***** EXTRACTED ENTRIES *****

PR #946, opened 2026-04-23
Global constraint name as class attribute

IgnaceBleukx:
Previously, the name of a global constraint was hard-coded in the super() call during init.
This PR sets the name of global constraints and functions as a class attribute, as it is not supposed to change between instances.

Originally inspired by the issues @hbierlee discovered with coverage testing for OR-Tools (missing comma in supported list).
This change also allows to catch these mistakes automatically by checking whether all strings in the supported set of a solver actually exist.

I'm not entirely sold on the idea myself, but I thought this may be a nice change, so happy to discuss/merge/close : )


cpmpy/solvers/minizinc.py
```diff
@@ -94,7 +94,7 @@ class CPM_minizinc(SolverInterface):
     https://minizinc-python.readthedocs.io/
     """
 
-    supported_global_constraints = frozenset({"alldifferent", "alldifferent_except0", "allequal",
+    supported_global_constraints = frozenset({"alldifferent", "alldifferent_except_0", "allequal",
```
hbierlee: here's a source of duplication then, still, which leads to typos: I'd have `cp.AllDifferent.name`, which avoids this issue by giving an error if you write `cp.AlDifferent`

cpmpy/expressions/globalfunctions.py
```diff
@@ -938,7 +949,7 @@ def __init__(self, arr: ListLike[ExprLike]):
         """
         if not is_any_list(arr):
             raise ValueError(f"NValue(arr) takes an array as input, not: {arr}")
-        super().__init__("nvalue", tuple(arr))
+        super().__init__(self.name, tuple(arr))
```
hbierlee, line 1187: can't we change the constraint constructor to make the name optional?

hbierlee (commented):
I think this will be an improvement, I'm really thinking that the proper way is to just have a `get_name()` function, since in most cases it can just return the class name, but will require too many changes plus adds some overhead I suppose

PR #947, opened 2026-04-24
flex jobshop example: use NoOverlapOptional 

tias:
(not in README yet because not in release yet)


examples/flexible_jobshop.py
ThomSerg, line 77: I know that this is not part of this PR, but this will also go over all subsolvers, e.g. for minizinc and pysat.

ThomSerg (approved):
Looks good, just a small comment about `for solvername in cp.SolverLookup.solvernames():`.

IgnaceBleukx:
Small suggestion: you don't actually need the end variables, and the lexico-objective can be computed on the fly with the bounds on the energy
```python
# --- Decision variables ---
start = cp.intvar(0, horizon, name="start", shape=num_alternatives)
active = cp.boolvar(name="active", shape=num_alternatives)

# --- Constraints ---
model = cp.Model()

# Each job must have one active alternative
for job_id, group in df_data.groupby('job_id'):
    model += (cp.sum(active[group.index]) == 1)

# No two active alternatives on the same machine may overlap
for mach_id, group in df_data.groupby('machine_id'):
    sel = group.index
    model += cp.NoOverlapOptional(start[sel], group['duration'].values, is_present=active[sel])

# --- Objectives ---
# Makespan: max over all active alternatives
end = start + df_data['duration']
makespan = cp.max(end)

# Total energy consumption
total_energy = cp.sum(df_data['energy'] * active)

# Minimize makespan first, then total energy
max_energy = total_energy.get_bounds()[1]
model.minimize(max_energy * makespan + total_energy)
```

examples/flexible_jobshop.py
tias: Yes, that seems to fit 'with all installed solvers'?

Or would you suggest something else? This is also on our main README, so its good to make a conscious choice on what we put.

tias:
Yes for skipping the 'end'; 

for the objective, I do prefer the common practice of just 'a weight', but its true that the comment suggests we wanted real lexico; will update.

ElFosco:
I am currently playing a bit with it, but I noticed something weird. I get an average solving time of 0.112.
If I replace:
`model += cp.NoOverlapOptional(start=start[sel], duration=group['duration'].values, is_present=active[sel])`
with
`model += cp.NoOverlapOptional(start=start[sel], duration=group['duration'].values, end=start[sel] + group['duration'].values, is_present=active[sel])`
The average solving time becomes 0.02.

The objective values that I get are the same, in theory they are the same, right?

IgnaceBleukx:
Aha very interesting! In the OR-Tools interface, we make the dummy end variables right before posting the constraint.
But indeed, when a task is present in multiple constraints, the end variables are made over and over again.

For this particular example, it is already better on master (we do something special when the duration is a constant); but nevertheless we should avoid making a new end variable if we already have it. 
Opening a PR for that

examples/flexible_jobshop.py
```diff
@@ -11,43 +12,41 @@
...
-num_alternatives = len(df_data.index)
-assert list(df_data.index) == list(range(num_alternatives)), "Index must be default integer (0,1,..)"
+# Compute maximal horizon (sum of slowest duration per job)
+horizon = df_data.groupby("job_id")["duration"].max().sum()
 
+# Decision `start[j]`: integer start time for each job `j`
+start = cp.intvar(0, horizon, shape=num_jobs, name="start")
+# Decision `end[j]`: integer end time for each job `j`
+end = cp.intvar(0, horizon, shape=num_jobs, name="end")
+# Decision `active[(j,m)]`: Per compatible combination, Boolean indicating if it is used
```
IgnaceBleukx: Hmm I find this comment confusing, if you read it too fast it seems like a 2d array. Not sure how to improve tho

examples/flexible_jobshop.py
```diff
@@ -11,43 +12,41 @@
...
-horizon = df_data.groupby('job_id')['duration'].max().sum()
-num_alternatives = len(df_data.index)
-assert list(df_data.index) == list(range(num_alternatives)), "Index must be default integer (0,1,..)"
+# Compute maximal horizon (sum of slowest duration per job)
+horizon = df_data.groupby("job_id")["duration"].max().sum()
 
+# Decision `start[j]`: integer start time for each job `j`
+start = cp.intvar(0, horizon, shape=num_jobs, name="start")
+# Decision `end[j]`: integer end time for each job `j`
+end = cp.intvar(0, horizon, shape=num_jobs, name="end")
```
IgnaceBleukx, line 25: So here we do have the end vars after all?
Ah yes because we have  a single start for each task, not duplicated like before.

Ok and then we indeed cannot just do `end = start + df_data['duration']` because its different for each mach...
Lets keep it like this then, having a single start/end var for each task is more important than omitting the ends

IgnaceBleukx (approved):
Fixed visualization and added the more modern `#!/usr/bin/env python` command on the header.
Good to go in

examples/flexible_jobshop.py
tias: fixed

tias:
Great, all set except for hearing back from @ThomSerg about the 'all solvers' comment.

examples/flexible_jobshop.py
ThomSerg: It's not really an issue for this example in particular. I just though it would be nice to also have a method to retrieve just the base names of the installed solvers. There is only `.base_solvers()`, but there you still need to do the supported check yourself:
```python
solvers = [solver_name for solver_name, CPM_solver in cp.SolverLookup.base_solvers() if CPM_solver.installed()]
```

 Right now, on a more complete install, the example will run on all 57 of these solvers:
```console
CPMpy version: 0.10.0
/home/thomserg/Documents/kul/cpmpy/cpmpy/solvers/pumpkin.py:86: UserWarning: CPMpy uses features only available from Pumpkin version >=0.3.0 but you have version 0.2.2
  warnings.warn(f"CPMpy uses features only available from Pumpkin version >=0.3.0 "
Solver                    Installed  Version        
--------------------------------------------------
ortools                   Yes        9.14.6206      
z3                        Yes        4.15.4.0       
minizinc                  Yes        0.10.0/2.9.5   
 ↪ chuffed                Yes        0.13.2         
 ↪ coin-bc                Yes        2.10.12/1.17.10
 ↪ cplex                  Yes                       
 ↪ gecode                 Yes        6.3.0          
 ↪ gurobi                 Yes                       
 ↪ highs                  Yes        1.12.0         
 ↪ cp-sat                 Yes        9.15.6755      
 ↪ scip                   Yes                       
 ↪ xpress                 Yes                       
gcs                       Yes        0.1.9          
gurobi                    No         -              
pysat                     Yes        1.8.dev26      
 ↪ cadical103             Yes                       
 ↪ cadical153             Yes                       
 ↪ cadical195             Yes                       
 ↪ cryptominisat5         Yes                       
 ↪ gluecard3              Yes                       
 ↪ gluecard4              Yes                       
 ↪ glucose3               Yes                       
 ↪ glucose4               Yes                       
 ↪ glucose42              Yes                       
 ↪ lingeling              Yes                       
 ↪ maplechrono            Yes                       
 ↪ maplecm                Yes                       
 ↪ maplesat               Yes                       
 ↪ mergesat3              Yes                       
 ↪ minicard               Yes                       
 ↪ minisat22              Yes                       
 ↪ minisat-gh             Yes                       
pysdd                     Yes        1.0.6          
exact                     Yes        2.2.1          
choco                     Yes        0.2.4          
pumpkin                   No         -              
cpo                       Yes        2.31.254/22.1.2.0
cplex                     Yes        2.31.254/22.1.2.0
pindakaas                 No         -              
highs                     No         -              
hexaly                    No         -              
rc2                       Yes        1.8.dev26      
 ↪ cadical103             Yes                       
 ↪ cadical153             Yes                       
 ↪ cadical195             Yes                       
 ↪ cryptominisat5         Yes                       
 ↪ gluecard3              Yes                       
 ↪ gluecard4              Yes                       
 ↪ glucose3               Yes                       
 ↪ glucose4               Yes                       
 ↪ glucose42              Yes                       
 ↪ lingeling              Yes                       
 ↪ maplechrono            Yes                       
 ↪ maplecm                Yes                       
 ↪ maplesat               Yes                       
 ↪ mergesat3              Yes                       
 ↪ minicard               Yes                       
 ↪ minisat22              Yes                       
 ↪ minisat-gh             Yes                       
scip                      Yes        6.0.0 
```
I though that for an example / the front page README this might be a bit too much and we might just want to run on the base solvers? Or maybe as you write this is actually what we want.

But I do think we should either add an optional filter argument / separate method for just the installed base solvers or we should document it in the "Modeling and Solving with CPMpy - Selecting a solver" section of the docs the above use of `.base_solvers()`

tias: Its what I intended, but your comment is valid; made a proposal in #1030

*****

ASSIGNMENT: Which of the lines above hold the string "write"? Copy each one.

WORKED SOLUTION:
hbierlee: here's a source of duplication then, still, which leads to typos: I'd have `cp.AllDifferent.name`, which avoids this issue by giving an error if you write `cp.AlDifferent`
I though that for an example / the front page README this might be a bit too much and we might just want to run on the base solvers? Or maybe as you write this is actually what we want.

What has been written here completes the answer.